「せぇー、しぃー、るぅー」
聞き慣れてきた可愛らしい呼び声に、女性はわずかに顔をほころばせて振り返る。
「リセットちゃん」
「えへへー」
リセットと呼ばれた女の子が満面の笑顔を浮かべる。その笑顔はいつにも増して輝いて見えた。
「くすくす、今日はどうしたのかな?」
「うん、あのねー…」
リセットが言葉を続ける前に、その後ろから何者かが現れた。
「…ほう、ほんとに銀色の髪をしてるんだな…」
「だ、誰っ!?」
ニコニコと微笑んでいるリセットに違和感を覚えつつも、セシルは男にそう問うた。
「おうっ、俺様か…」
「リセットのパパだよ」
男が言い終わる前に、リセットが嬉しそうに答えた。
「…リセットちゃんのお父様…」
…それが、魔王…ランス様との出会いだった。
………………
……
「…あっ、シィル!」
通りの向こうを歩いているシルフを見つけて、二十一が呼びかけた。
「んっ、二十一達じゃん。
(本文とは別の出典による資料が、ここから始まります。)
PR #290, opened 2024-07-12
fix: get balance should check on pending block

khanti42:
In order for the balance to be in sync we need to read it from pending block instead of latest.


khanti42:
closed - branch naming convention issue. See #293

PR #292, opened 2024-07-16
fix: add additional test cases for toJson function

yuzuswapteam001:
add additional test cases for toJson function


stanleyyconsensys:
we will change it to jest soon

PR #293, opened 2024-07-23
fix: get balance should check on pending block

khanti42:
In order for the balance to be in sync we need to read it from pending block instead of latest.


packages/starknet-snap/src/utils/starknetUtils.ts
```diff
@@ -94,15 +95,19 @@ export const callContract = async (
   contractAddress: string,
   contractFuncName: string,
   contractCallData: RawCalldata = [],
+  blockIdentifier?: BlockIdentifier,
```
stanleyyconsensys, line 98:
```suggestion
  blockIdentifier: BlockIdentifier = 'latest',
```

packages/starknet-snap/src/utils/starknetUtils.ts
```diff
@@ -94,15 +95,19 @@ export const callContract = async (
...
 ): Promise<CallContractResponse> => {
   const provider = getProvider(network);
+  if (!blockIdentifier) {
+    blockIdentifier = 'latest';
+  }
```
stanleyyconsensys, line 103:
```suggestion
```

packages/starknet-snap/src/getErc20TokenBalance.ts
```diff
@@ -35,7 +35,13 @@ export async function getErc20TokenBalance(params: ApiParams) {
 
     logger.log(`getErc20Balance:\nerc20Address: ${erc20Address}\nuserAddress: ${userAddress}`);
 
-    const resp = await callContract(network, erc20Address, 'balanceOf', [num.toBigInt(userAddress).toString(10)]);
+    const resp = await callContract(
+      network,
+      erc20Address,
+      'balanceOf',
+      [num.toBigInt(userAddress).toString(10)],
+      'pending',
```
stanleyyconsensys, line 43: 1. replace above function by `getBalance`
2. i feel like we can have a enum to store 'pending' & 'latest' (base on MM eslint rules, please name the constant to PascalCase)
3. getBalance is always using pending? or sometime latest depends on use case ?

stanleyyconsensys (changes requested):

packages/starknet-snap/src/getErc20TokenBalance.ts
```diff
@@ -50,13 +52,19 @@ export async function getErc20TokenBalance(params: ApiParams) {
       `getErc20Balance:\nerc20Address: ${erc20Address}\nuserAddress: ${userAddress}`,
     );
 
-    const resp = await callContract(network, erc20Address, 'balanceOf', [
-      numUtils.toBigInt(userAddress).toString(10),
-    ]);
+    const blockIdentifier = (await isAccountDeployed(network, userAddress))
+      ? 'pending'
```
stanleyyconsensys, line 56: can we have the pending and latest in constant / enum ? 

e.g 
enum BlockIdentifier {
  Latest: 'latest',
  Pending: 'pending'
}

stanleyyconsensys (changes requested):

packages/starknet-snap/src/getErc20TokenBalance.ts
stanleyyconsensys: btw, why we need isAccountDeployed in here?

stanleyyconsensys: add back unit test

stanleyyconsensys (changes requested):

packages/starknet-snap/src/types/snapState.ts
```diff
@@ -94,4 +94,9 @@ export type Transaction = {
   eventIds: string[];
   timestamp: number;
 };
+
+export enum BlockIdentifierEnum {
```
stanleyyconsensys, line 98: move it to constants.ts 
and For Enum key
we need to use PascalCase

packages/starknet-snap/src/utils/starknetUtils.ts
```diff
@@ -139,6 +140,7 @@ export const callContract = async (
   contractAddress: string,
   contractFuncName: string,
   contractCallData: RawCalldata = [],
+  blockIdentifier: BlockIdentifier = 'latest',
```
stanleyyconsensys, line 143: can we also replace all latest to enum

packages/starknet-snap/test/src/getErc20TokenBalance.test.ts
```diff
@@ -35,9 +35,36 @@ describe('Test function: getErc20TokenBalance', function () {
     sandbox.restore();
   });
 
-  it('should get the ERC-20 token balance correctly', async function () {
+  it('should get the ERC-20 token balance correctly from pending if account is deployed', async function () {
```
stanleyyconsensys, line 38: the test case should be
- should get the ERC-20 token balance correctly
- should get ERC-20 token balance with BlockIdentifier 'pending' if the account is deployed 
- should get ERC-20 token balance with BlockIdentifier 'latest' if the account is not deployed

packages/starknet-snap/src/getErc20TokenBalance.ts
```diff
@@ -50,13 +53,21 @@ export async function getErc20TokenBalance(params: ApiParams) {
       `getErc20Balance:\nerc20Address: ${erc20Address}\nuserAddress: ${userAddress}`,
     );
 
-    const resp = await callContract(network, erc20Address, 'balanceOf', [
-      numUtils.toBigInt(userAddress).toString(10),
-    ]);
+    // Use LATEST block for non-deployed accounts to avoid showing non-zero balances
+    // from pending transactions, as deployment requires a confirmed non-zero balance.
```
stanleyyconsensys, line 57: the comment seem not reference to the use case?
(dont copy, but just the meaning)

case 1: when account is not deployed, we use latest block to make sure the balance is correct/stable, which is the same behaviour when discovering the account is deploy required
case 2: when account is deployed, we use pending block to make sure we can show the balance update asap to unblock concurrent transaction

stanleyyconsensys (changes requested):

stanleyyconsensys (approved):
LGTM

PR #269, opened 2016-10-31
Release 0.8.1

nickbp:
Moves version to root and adds instructions.


nickbp:
Now includes #271 (requires JAVA_HOME in scheduler env)

PR #271, opened 2016-10-31
Wired DCOSCertInstaller into DefaultScheduler

mohitsoni:


sdk/scheduler/src/main/java/org/apache/mesos/util/JavaHomeDetector.java
```diff
@@ -0,0 +1,45 @@
...
+
+import java.util.Map;
+
+/**
+ * Determines the location of JAVA_HOME for a given task.
+ */
+public class JavaHomeDetector {
+    public static final String JAVA_HOME = "JAVA_HOME";
+    public static final String DEFAULT_JAVA_HOME = "jre1.8.0_91";
+    public static final String DEFAULT_JAVA_URI =
```
nickbp: Isn't this already in DefaultOfferRequirementProvider.java?

mohitsoni: It is and I will send out another PR to make `DefaultOfferRequirementProvider` use this.

nickbp:
Is there a case where JAVA_HOME shouldn't exist in a JRE process? If not I'd say just throw an exception if it's missing and skip the assumed fallback path.

sdk/scheduler/src/main/java/org/apache/mesos/util/JavaHomeDetector.java
nickbp: Alternately could just remove these defaults entirely per other comment. Feels risky having this custom behavior dependent on a specific JRE version, assuming it's not expected to actually occur in practice.

mohitsoni:
There's a case, like right now. Also, as long as `java` executable is in `PATH`, `JAVA_HOME` isn't really required. 

In our scheduler, `JAVA_HOME` is required specifically for strict mode.

sdk/scheduler/src/main/java/org/apache/mesos/util/JavaHomeDetector.java
```diff
@@ -0,0 +1,45 @@
...
+     * the it returns the {@link JavaHomeDetector.DEFAULT_JAVA_HOME}.
+     *
+     * @return String representing the JAVA_HOME
+     */
+    public static String getJavaHomeFromEnv() {
+        return getJavaHomeFromEnv(System.getenv());
+    }
+
+    /**
+     * Similar to {@code getJavaHomeFromEnv}.
```
mohitsoni: The reason I added this is because `DefaultOfferRequirementProvider`, sets an additional `DEFAULT_JAVA_URI` in the CommandInfo, if JAVA_HOME was not present in the environment.

sdk/scheduler/src/main/java/org/apache/mesos/util/JavaHomeDetector.java
mohitsoni: I think it does occur today, that's why `DefaultOfferRequirementProvider` falls back to these defaults.

I think we can certainly not fallback on the default JRE. Let me make those changes.

mohitsoni:
I think if light of above comments, I'm going to delete JavaHomeDetector class, as it doesn't help much, if we are not going to include the fall back logic.

nickbp:
Ok, makes sense. So one thing I'm concerned about is that this effectively locks existing schedulers to a specific JRE version.

The current behavior in DefaultOfferRequirementProvider isn't optimal but it's at least just assigning the value to the executor's list of fetched URIs, so it's effectively enforcing the version internally anyway.

Maybe instead of hardcoding the version here (and causing potential sync issues between schedulers and their packaging), maybe just autodetect the JRE directory by searching for a directory that starts with 'jre' within the sandbox dir that starts with 'jre'? For example Kafka is doing this with a `jre*` path in the shell: https://github.com/mesosphere/dcos-kafka-service/blob/fb118b73a59836eef4db4e0bbed092eae37d3046/kafka-scheduler/src/main/java/com/mesosphere/dcos/kafka/offer/PersistentOfferRequirementProvider.java#L356

mohitsoni:
The auto-detection logic feels very risky. I would rather go very explicit route OR a reasonable library standard default.
Although, the more I think about it, explicit route is best as it leads to deterministic behavior.

nickbp:
It might be safer/simpler to just require that the scheduler have JAVA_HOME defined

mohitsoni:
Exactly! By explicitly specifying `JAVA_HOME` we can expect a safe behavior with simpler code.

sdk/scheduler/src/main/java/org/apache/mesos/scheduler/DefaultScheduler.java
```diff
@@ -272,6 +273,7 @@ private void initialize(SchedulerDriver driver) throws InterruptedException {
         initializeGlobals(driver);
         initializeRecoveryPlanManager();
         initializeResources();
+        DCOSCertInstaller.installCertificate(System.getenv("JAVA_HOME"));
```
nickbp: Maybe add an explicit null check at the start of installCertificate()

PR #275, opened 2016-10-31
Basic sanity test integration test for HDFS

susanxhuynh:
Copied over basic sanity test (install hdfs) from dcos_hdfs_service project. @NimaVaziri

### DIFF
--- a/frameworks/hdfs/integration/tests/test_sanity.py
+++ b/frameworks/hdfs/integration/tests/test_sanity.py
@@ -1,0 +1,33 @@
+import pytest
+import shakedown
+import inspect
+import os
+
+from tests.test_utils import (
+    PACKAGE_NAME,
+    check_health,
+    uninstall,
+)
+
+
+strict_mode = os.getenv('SECURITY', 'permissive')
+
+
+def setup_module(module):
+    uninstall()
+
+    if strict_mode == 'strict':
+        shakedown.install_package_and_wait(package_name=PACKAGE_NAME, options_file=os.path.dirname(os.path.abspath(inspect.getfile(inspect.currentframe()))) + "/strict.json")
+    else:
+        shakedown.install_package_and_wait(package_name=PACKAGE_NAME, options_file=None)
+
+    check_health()
+
+
+def teardown_module(module):
+    uninstall()
+
+
+@pytest.mark.sanity
+def test_install_worked():
+    pass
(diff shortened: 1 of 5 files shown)


frameworks/hdfs/integration/tests/test_sanity.py
```diff
@@ -0,0 +1,33 @@
+import pytest
+import shakedown
+import inspect
+import os
+
+from tests.test_utils import (
```
NimaVaziri: This should be `test_utils` instead of `tests.test_utils` since we're importing the other module from the same directory.

NimaVaziri:
@susanxhuynh Once that one comment is addressed, this should be good to merge.

frameworks/hdfs/integration/tests/test_utils.py
```diff
@@ -0,0 +1,69 @@
...
+def uninstall():
+    print('Uninstalling/janitoring {}'.format(PACKAGE_NAME))
+    try:
+        shakedown.uninstall_package_and_wait(PACKAGE_NAME, app_id=PACKAGE_NAME)
+    except (dcos.errors.DCOSException, ValueError) as e:
+        print('Got exception when uninstalling package, continuing with janitor anyway: {}'.format(e))
+
+    shakedown.run_command_on_master(
+        'docker run mesosphere/janitor /janitor.py '
+        '-r hdfs-role -p hdfs-principal -z dcos-hdfs/hdfs '
```
nickbp: the -z value here should be `dcos-service-hdfs` for the new version of the service

frameworks/hdfs/integration/tests/test_sanity.py
nickbp: For whatever reason all paths are relative to integration/ rather than integration/tests. For reference scheduler tests just now, I tried dropping `tests.` and found that python couldn't find the module anymore.

NimaVaziri: Hmm, yeah this seemed to only happen for me when I tried running it. @susanxhuynh ran it fine with `tests` included in the import statement. Haven't gotten to the bottom of this yet...

susanxhuynh: @NimaVaziri I added the __init__.py file in this directory (which I had omitted earlier.) I don't know if it's related to the problem you saw, though.

PR #283, opened 2016-11-03
Restructure placement constraints, fix TaskType/MaxPerAttribute logic

nickbp:
- Merges PlacementRuleGenerator into PlacementRule. PlacementRules are now passed task state directly, creating a single class for all placement logic.
- Adds OfferRequirement as a parameter to the PlacementRule interface. This allows placement rules to consider information about the task that's about to be launched, and in the config rollout case allows them to ignore the prior version of the same task that's about to be launched.
- Updates/fixes TaskType and MaxPerAttribute rules to correctly deal with this 'replacing task that's still listed' situation described above.
- Updates serialization handling to just use the class name, e.g. "TaskTypeRule", instead of the full class path, e.g. "org.apache.mesos......TaskTypeRule". Adds registry access so that service devs could insert their own types if needed.
- Ignores placement rules when performing transient recovery (which should target the previously used location anyway)
- While in OfferEvaluator, updates logging of evaluation outcomes to be a bit more readable.


sdk/scheduler/src/main/java/org/apache/mesos/offer/constrain/MaxPerAttributeGenerator.java
```diff
@@ -124,4 +95,84 @@ public boolean equals(Object o) {
...
+        private final AttributeSelector attributeSelector;
+        private final Collection<TaskInfo> tasks;
+
+        private MaxPerAttributeRule(
+                int maxTasksPerSelectedAttribute,
+                AttributeSelector attributeSelector,
+                Collection<TaskInfo> tasks) {
+            this.maxTasksPerSelectedAttribute = maxTasksPerSelectedAttribute;
+            this.attributeSelector = attributeSelector;
+            this.tasks = tasks;
```
gabrielhartmann: I'm a little confused by Tasks are being passed up to a PlacementRule.  Tasks are available at the PlacementRuleGenerator level.  Couldn't this implementation reduce to a PlacementRuleGenerator that generates an ORed list of AgentRules?

nickbp: PlacementRuleGenerator gets the current state of the system, then PlacementRule is used to evaluate offers given that state. In this case, the task list passthrough is done because we want to avoid double-counting the task that's about to be launched.

Example scenario:
- Limit per rack: 3
- Current state (Collection<TaskInfo>):
 - rack:1: tasks A, B, C
 - rack:2: tasks D, E, F
- Offer being evaluated (OfferRequirement):
 - (Re)deploy B

Without the duplicate detection, B would be unable to deploy at all because both racks are fully populated. But with the duplicate detection the old instance of B against rack:1 is filtered out because it matches the task being deployed and we'd be able to deploy B against rack:1.

nickbp:
I actually wonder if maybe PlacementRule+PlacementRuleGenerator could just be united into a single PlacementRule class that gets all the data at once with a single method: `Offer filter(Offer offer, OfferRequirement offerRequirement, Collection<TaskInfo> currentTasks)`.

Given the need for this dedupe checking anywhere that actually looks at task state, resulting in passing the data from 'phase 1' directly to 'phase 2', there isn't that much benefit in the two phases we have today. The placement rule handling (invoking PlacementRuleGenerator and PlacementRule) is all contained in OfferEvaluator anyway. What do you think?

gabrielhartmann:
@nickbp:  I think your latest suggestion is a great idea.  The separation now is actually a little difficult to understand and I think it leads to racy code.  Step 1. Filter based on Tasks.  time passes.  Step 2. Filter based on Offers.  Ideally both steps are working of the same snapshot of information, so fine, but I think unification is a better idea.  I think it will also lead to a smoother transition when this gets merged with the new OfferEvalutor design later.

nickbp:
OK will do. As discussed offline I'll also ensure that placement constraints are disabled when handling transient recovery.

sdk/scheduler/src/main/java/org/apache/mesos/offer/OfferEvaluator.java
```diff
@@ -41,47 +40,68 @@ public OfferEvaluator(StateStore stateStore) {
 
     public List<OfferRecommendation> evaluate(OfferRequirement offerRequirement, List<Offer> offers)
             throws StateStoreException {
-        Optional<PlacementRule> placementRule = getPlacementRule(offerRequirement, stateStore);
-        if (placementRule.isPresent()) {
+
+        // First, check placement constraints (to filter offers)
+        List<Offer> filteredOffers = new ArrayList<>();
+        Optional<PlacementRule> placementRuleOptional = offerRequirement.getPlacementRuleOptional();
+        if (placementRuleOptional.isPresent()) {
```
gabrielhartmann: Can we please factor out this Offer/Resource filtering into a separate method to keep `evaluate(`)'s size down?

nickbp: Good point, done.

sdk/scheduler/src/main/java/org/apache/mesos/offer/OfferRequirement.java
```diff
@@ -3,75 +3,94 @@
...
+    }
+
+    /**
+     * Creates and returns a new {@link OfferRequirement} with any placement rules removed.
+     */
+    public OfferRequirement withoutPlacementRules() {
+        return new OfferRequirement(taskType, taskRequirements, executorRequirementOptional, Optional.empty());
+    }
+
+    private OfferRequirement(
```
nickbp: Eh I think it's fine to keep this private until a usecase comes up.

sdk/scheduler/src/main/java/org/apache/mesos/offer/constrain/PlacementRule.java
```diff
@@ -10,10 +14,12 @@
...
  * may return the original Offer without copying if everything passes the filter. If the entire
- * Offer is rejected, the return value will be a non-{@code null} Offer with zero Resources. A
- * PlacementRule may contain multiple internal checks, and may even be composed of other sub-Rules.
+ * Offer is rejected, the return value will be a non-{@code null} Offer with zero Resources.
+ *
+ * PlacementRules may contain multiple internal checks, and may even be a composition of other
+ * PlacementRules.
  */
-@JsonTypeInfo(use = JsonTypeInfo.Id.CLASS)
+@JsonTypeInfo(use = JsonTypeInfo.Id.NAME)
```
gabrielhartmann: What's the consequence of this?  No writing rules that have the same class name in different packages?

nickbp: - Only the class name needs to be specified in serialized representations
- Classes need to be [registered](http://massapi.com/method/com/fasterxml/jackson/databind/ObjectMapper.registerSubtypes.html) against the Jackson ObjectMapper, either by java Class (to just use the class name, eg "AndRule"), or by a NamedType object (to specify a custom name -- or to get around name collisions). See default registry (and access to add custom classes) in DefaultServiceSpecification.Factory.

sdk/scheduler/src/main/java/org/apache/mesos/specification/DefaultServiceSpecification.java
```diff
@@ -29,19 +33,48 @@
...
-        private Factory() { }
+        private static final Collection<Class<?>> defaultRegisteredSubtypes = Arrays.asList(
+                AgentRule.class,
+                AndRule.class,
+                AttributeRule.class,
+                HostnameRule.class,
+                MaxPerAttributeRule.class,
+                NotRule.class,
+                OrRule.class,
+                TaskTypeRule.class);
```
gabrielhartmann: What are the requirements for a developer that wishes to write their own `PlacementRule` that doesn't make sense as an addition to the SDK?

sdk/scheduler/src/test/java/org/apache/mesos/scheduler/DefaultSchedulerTest.java
```diff
@@ -587,22 +587,6 @@ private void register() {
                 .build();
     }
 
-    private Protos.Offer getSufficientOfferForUpdatedTaskA() {
```
gabrielhartmann: Thanks

sdk/scheduler/src/main/java/org/apache/mesos/specification/DefaultServiceSpecification.java
```diff
@@ -98,9 +131,13 @@ public String toJsonString() throws Exception {
     /**
      * Returns a {@link ConfigurationFactory} which may be used to deserialize
      * {@link DefaultServiceSpecification}s.
+     *
+     * @param additionalSubtypesToRegister any class subtypes which should be registered with
+     *     Jackson for deserialization. any custom placement rule implementations must be provided
      */
-    public static ConfigurationFactory<ServiceSpecification> getFactoryInstance() {
-        return FACTORY;
+    public static ConfigurationFactory<ServiceSpecification> getFactory(
```
gabrielhartmann: It would be very cool, if a unit test could be added validating that an attempt to use an unregistered (but properly constructed) custom PlacementRule in a ServiceSpecification caused some kind of validation error.  Otherwise I think people will run into faults at deserialization time i.e. after an unplanned Task crash or something and find out that things are never recoverable.

sdk/scheduler/src/main/java/org/apache/mesos/specification/DefaultServiceSpecification.java
nickbp: In their types they need to:
- Ensure that they specify `@JsonCreator` and `@JsonProperty` in their constructor
- Ensure that their members are accessible via 'get' methods with `@JsonProperty` annotations.

In the Scheduler they need to:
- Add the Classes of their custom types into DefaultServiceSpecification.Factory() at the time of constructing the DefaultScheduler:
```
DefaultScheduler.create(
    serviceSpecification,
    DefaultScheduler.createStateStore(
        serviceSpecification.getName(),
        DcosConstants.MESOS_MASTER_ZK_CONNECTION_STRING),
    DefaultScheduler.createConfigStore(
        serviceSpecification.getName(),
        DcosConstants.MESOS_MASTER_ZK_CONNECTION_STRING),
        Arrays.asList(Custom.class, Types.class, Here.class)));
```

sdk/scheduler/src/main/java/org/apache/mesos/specification/DefaultServiceSpecification.java
nickbp: Added automatic validation (and unit tests to check that it works appropriately): Using the provided classes, serializes and deserializes the provided servicespecification. Then checks that the serialized/deserialized version equals() the original.

Validates:
- Any necessary classes have been provided up-front
- Equal()ity behaves consistently

PR #285, opened 2016-11-05
Add static VIP support in task and executor requirements

mrbrowning:
Similar to the `DynamicPortRequirement` class, the solution for adding this functionality involves tracking named-VIP-ports as a separate type of resource from regular the `ResourceRequirement` list. Although this involves changing many method signatures, it's preferable to blending this logic in with regular resource accounting with excessive branching. Ultimately, this logic will be encapsulated by an upcoming change to the `OfferEvaluator` which will introduce a pipeline of resource requirement/`TaskInfo` modification stages. Note that the final consequence of this change from Mesos' perspective is that either the `TaskInfo` or the `ExecutorInfo` will have a `DiscoveryInfo` attached, with a hostname and `Port` resource labeled with the intended service address.

### DIFF
--- a/sdk/scheduler/src/test/java/org/apache/mesos/offer/NamedVIPPortRequirementTest.java
+++ b/sdk/scheduler/src/test/java/org/apache/mesos/offer/NamedVIPPortRequirementTest.java
@@ -1,0 +1,22 @@
+package org.apache.mesos.offer;
+
+import org.apache.mesos.Protos;
+import org.apache.mesos.testutils.TestConstants;
+import org.junit.Assert;
+import org.junit.Test;
+
+public class NamedVIPPortRequirementTest {
+
+    @Test
+    public void testNamedVIPPortRequirementConstruction() throws NamedVIPPortRequirement.NamedVIPPortException {
+        Protos.Resource vipPortResource = NamedVIPPortRequirement.getDesiredNamedVIPPort(
+                TestConstants.VIP_KEY,
+                TestConstants.VIP_NAME,
+                (long) 10000,
+                TestConstants.ROLE,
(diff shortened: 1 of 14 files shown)


sdk/scheduler/src/test/java/org/apache/mesos/offer/NamedVIPPortRequirementTest.java
```diff
@@ -0,0 +1,22 @@
...
+
+import org.apache.mesos.Protos;
+import org.apache.mesos.testutils.TestConstants;
+import org.junit.Assert;
+import org.junit.Test;
+
+public class NamedVIPPortRequirementTest {
+
+    @Test
+    public void testNamedVIPPortRequirementConstruction() throws NamedVIPPortRequirement.NamedVIPPortException {
```
gabrielhartmann: At least one test that actually throws the `NamedVIPPortException` is probably wanted.

loren:
It seems like many (most?) FW's will want a named VIP for each taskset, as each task in the taskset is likely there to provide HA among other things. Rather than have the reference FW hook up named VIPs for `data` and `meta-data` tasksets, and the Elastic FW hook up 5 named VIPs for each of the 5 tasksets, and so on, would it make sense to just set them up like this by default and let FW devs override the behavior when needed?

Barring that, showing this used in the reference FW would be great. Looking forward to getting this functionality!

gabrielhartmann:
@loren:  Thanks for the feedback.  We'll be constantly iterating towards something which puts fewer and fewer burdens on the framework developer.  We would like to make VIPs settable on TaskSets (in the future Pods), and will work towards this as priorities allow.

PR #288, opened 2016-11-09
Rename AttributeSelector to StringMatcher, clean up serialization

nickbp:
- StringMatchers will also be used for hostname comparisons
- Have StringMatchers support class-name serialization
- Have TaskTypeConverters support class-name serialization


sdk/scheduler/src/main/java/org/apache/mesos/offer/constrain/HostnameRule.java
```diff
@@ -20,85 +20,109 @@
...
 
     /**
      * Requires that a task NOT be placed on any of the provided hostnames.
      *
-     * @param hostnames hostnames of the mesos agents to avoid
+     * @param matchers matchers for hostnames of the mesos agents to avoid
      */
-    public static PlacementRule avoid(String... hostnames) {
-        return avoid(Arrays.asList(hostnames));
+    public static PlacementRule avoid(StringMatcher... matchers) {
```
mrbrowning: Are these methods meant to be used by framework authors? It might be a kindness to retain the old `String...` interface in addition to this, and instantiate an `ExactMatcher` for each by default, so that the user can continue to just supply hostname strings.

sdk/scheduler/src/main/java/org/apache/mesos/offer/constrain/MaxPerAttributeRule.java
```diff
@@ -48,22 +48,56 @@
...
+ * look at ALL tasks in the service, but with a task matcher we can only count e.g. tasks named
+ * 'index-.*'. This allows us to only enforce the rule against certain task types or task instances
+ * within the service.
  */
 public class MaxPerAttributeRule implements PlacementRule {
 
     private final int maxTasksPerSelectedAttribute;
-    private final AttributeSelector attributeSelector;
+    private final StringMatcher attributeMatcher;
+    private final StringMatcher taskFilter;
```
mrbrowning: Filtering by task seems pretty general, would it be worth recommending the composition of several rules (e.g. an `AttributeRule` that filters by task name combined with the `MaxPerAttributeRule` here with an `AndRule`) as the way to achieve this?

sdk/scheduler/src/main/java/org/apache/mesos/offer/constrain/RegexMatcher.java
```diff
@@ -0,0 +1,57 @@
...
+    private final Pattern pattern;
+
+    @JsonCreator
+    private RegexMatcher(@JsonProperty("pattern") String pattern) {
+        this.pattern = Pattern.compile(pattern);
+    }
+
+    @Override
+    public boolean match(String value) {
+        return pattern.matcher(value).matches();
```
mrbrowning: Looking at the `Pattern` interface, I kind of like `matches()` as the name for the current `match()` method, since it implies a return type of `boolean` rather than `void`. Might be worth changing if it's low-effort.

sdk/scheduler/src/main/java/org/apache/mesos/offer/constrain/HostnameRule.java
nickbp: I had indeed tried to have that but ended up getting type conflicts with java. As a workaround, I added the `toStringMatchers()` functions further up for devs to use like this: `HostnameRule.avoid(toStringMatchers(exactValues))`

An alternate method would be to add new differently-named functions, e.g. `avoidExact()`/`requireExact()`, to avoid the type collision issues. Any preference?

sdk/scheduler/src/main/java/org/apache/mesos/offer/constrain/MaxPerAttributeRule.java
nickbp: The tricky part is that taskFilter is being applied to the current state of known tasks (3rd parameter), while `*Rule` operate against the Offer being evaluated (1st parameter). They're each effectively performing work against different sources of information.

sdk/scheduler/src/main/java/org/apache/mesos/offer/constrain/RegexMatcher.java
nickbp: Good point. IMO this is the best time to fix it in any case. Renamed to `matches()`.

sdk/scheduler/src/main/java/org/apache/mesos/offer/constrain/MaxPerAttributeRule.java
mrbrowning: Ah, yeah, I see how that's not really a possibility here. If we do decide that more rules might want task-filtering behavior, I wonder if we could add a default method to the `PlacementRule` interface that performs that filtering with a supplied matcher, and then the `filter` method could always dependably delegate to it if it wanted to. Anyway, that can probably wait.

sdk/scheduler/src/main/java/org/apache/mesos/offer/constrain/HostnameRule.java
mrbrowning: It's a shame that won't type-check, in that case maybe the second method? It doesn't really duplicate any logic, and I like the idea of providing low-friction access to the most intuitive behavior.

nickbp: Sounds good. Done. There's now avoidExact()/requireExact() for Strings in addition to avoid()/require() for StringMatchers

sdk/scheduler/src/main/java/org/apache/mesos/offer/constrain/MaxPerAttributeRule.java
nickbp: Yeah it somewhat depends on the context. Some Rules care about what other tasks have been launched while others don't

PR #291, opened 2016-11-15
Fixed HDFS and common CLI pointing to incorrect endpoints.

susanxhuynh:
Commands affected:

- hdfs node list
- hdfs state status datanode-0
- hdfs state task datanode-0
- hdfs node restart datanode-0 (affects only HDFS)
- hdfs node replace datanode-0 (affects only HDFS)


NimaVaziri:
LGTM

どうかした?」
ケロッという擬音が似合いそうな、気楽な感じでシルフが答えた。
「…あ、あの…忍者さんからの連絡とかは、ありましたか?」
椿がおずおずと聞いた。
「んー、ダメダメ、全然ないや。…ま、しょうがないんだけどね」
そう答えると、あはは…と笑った。
「…な、なんだかずいぶんお気楽な感じだけど、大丈夫なのか?」
二十一が心配げに聞き返した。
「…セシル・カラー戦ね。……まあ、相手が魔人だけに倒すのは無理かな…」
「…それでしたら棄権した方が、敗者のパートナーに対するペナルティ規定で殺傷は禁止されてますから」
椿が心配げにそう忠告した。
椿自身この前のセシルの印象から、シルフが殺されかねないのではという感じを受けていた。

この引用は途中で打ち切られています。